Female libido drug lobbying sparks a backlash as FDA decision looms

Five weeks from now, the FDA will face a deadline for making a final marketing decision on flibanserin, a drug designed to treat sexual desire disorder in women. Already a two-time loser at the agency, Sprout Pharmaceuticals--which acquired the treatment from a frustrated Boehringer Ingelheim--managed to make a comeback recently and snag an important 18 to 6 FDA panel vote in its favor. And whatever the FDA officially concludes, the decision will come down as one of the most controversial of the year.

An editorial in JAMA this week from three of the advisory panel members underscores the deep-seated opposition to this drug, flagging some serious concerns about a possible green light from the FDA this summer. The trio are especially troubled by the lobbying and social media campaign--an increasingly popular tool to help push for FDA action these days--Sprout helped engineer to put pressure on the FDA and its advisers to give them a green light.
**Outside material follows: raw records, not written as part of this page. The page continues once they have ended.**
PR #3388, opened 2026-08-08
fix: throw on elevation download IO failures instead of elev=0

### LINKED ISSUE #2867: CGIAR Elevation seems to be broken.
**Describe the bug**
When using the CGIARElevation provider, `0.0` will be returned for all queries.
This probably happens because the default base URL (https://srtm.csi.cgiar.org/) does time out now. (This is different from #2642). At least on my machine, this fails silently.
I don't know if this is only temporary or if this dataset has been removed.
**To Reproduce**

1. Create an instance of CGIARElevation.
2. Query the instance for any lat/long
3. 0.0 will be returned.
4. Look inside the cache folder. The files do exist, but they are only one 
**Expected behavior**
The correct elevation should be returned. Or an exception must be thrown.

**System Information**

MacOS,  OpenJDK 20.0.2, Graphopper 7.0

arimu1:
## Summary

Fixes #2867

When TIFF-based elevation providers (CGIAR, GMTED) failed to download a tile, `AbstractTiffElevationProvider` treated **any** `IOException` as “sea level” and returned `0.0`. That made timeouts / connection errors look like successful ocean tiles and could leave a useless in-memory cache entry.

This matches the intent called out by @otbutz on the issue (the catch around the download path) and aligns more closely with `AbstractSRTMElevationProvider`, which only treats missing tiles specially and fails loudly on other problems.

### Changes
- **`FileNotFoundException`** (HTTP 404 / missing tile, e.g. ocean): still sea level → `0` (unchanged behavior, covered by existing tests)
- **Other `IOException`s** (timeout after retries, connection reset, etc.): throw `IllegalStateException` with a clear message and cause
- Remove the failed tile from the in-memory cache so a later `getEle` can retry
- Re-throw `SocketTimeoutException` after retries as `IOException` instead of wrapping in `RuntimeException`

## Test plan

- [x] `CGIARProviderTest` / `GMTEDProviderTest` (Temurin 25): FileNotFound → 0; SocketTimeout and generic IOException → `IllegalStateException` with correct cause; no sea-level `.gh` left after failed download
- [x] `mvn -am -pl core -Dtest=CGIARProviderTest,GMTEDProviderTest -Dsurefire.failIfNoSpecifiedTests=false test` → BUILD SUCCESS

### DIFF
--- a/core/src/main/java/com/graphhopper/reader/dem/AbstractTiffElevationProvider.java
+++ b/core/src/main/java/com/graphhopper/reader/dem/AbstractTiffElevationProvider.java
@@ -23,6 +23,7 @@ import com.graphhopper.util.Downloader;
 import javax.net.ssl.SSLException;
 import java.awt.image.Raster;
 import java.io.File;
+import java.io.FileNotFoundException;
 import java.io.IOException;
 import java.net.SocketTimeoutException;
 import java.util.HashMap;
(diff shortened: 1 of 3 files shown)


karussell:
Thanks! LGTM. @otbutz can you also have a quick look?

otbutz:
Sounds reasonable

The three panel members--Walid Gellad of the University of Pittsburgh, the Medical College of Wisconsin's Kathryn Flynn and G. Caleb Alexander from Johns Hopkins--noted concerns about the unimpressive and marginal improvement in the number of satisfying sexual events per month reported when the drug was compared against a placebo response. The panel, they added, never discussed much about the way Sprout used patient-reported data to establish an increase in sexual desire for the primary efficacy endpoint, switching from a daily diary to a questionable four-week recall method using a desire subscale of the Female Sexual Function Index [FSFI] in a follow-up study.

What was discussed was the likelihood of off-label drug use among a broad group of women who won't have the same profile as the subjects evaluated in the drug studies or even likely qualify for hypoactive sexual desire disorder (HSDD), which still troubles the authors. And then there are lingering concerns about hypotension, syncope (fainting) and somnolence.

To get back to the FDA with a third approval attempt, Sprout only had to complete new safety work, without any added snapshot on efficacy.

"Although the driving study was reassuring," they noted, "isolated comparisons of safety across products can be misleading because FDA product reviews are not fundamentally comparative in nature. Notably, the alcohol interaction study took place in a sample of 25 healthy volunteers, only 2 of whom were women."

But Sprout didn't just go back to complete a new safety study to help alleviate regulators' concerns about what could happen with this drug.  The biotech is also closely linked with Even the Score, a lobbying group aimed at persuading the FDA and lawmakers that it was time the agency delivered for women, after repeatedly approving drugs for male sexual dysfunction.

"The group, initially created through the efforts of a consultant to flibanserin's manufacturer who formerly directed the FDA's Office of Women's Health, promoted the claim that there are 26 approved medications for male sexual dysfunction but none for women," the panelists write in JAMA. "The claim has been rejected by the FDA, because there are no approved products for low sexual desire in men, and the 26 medications include multiple formulations of testosterone. Although flibanserin is not the first product to be supported by a consumer advocacy group in turn supported by pharmaceutical manufacturers, claims of gender bias regarding the FDA's regulation have been particularly noteworthy, as have the extent of advocacy efforts ranging from social media campaigns to letters from members of Congress."

Against that "politically charged atmosphere," the FDA gets to decide one way or the other whether, and how, flibanserin can be marketed. And either way they choose to go, critics on both sides will be ready to leap.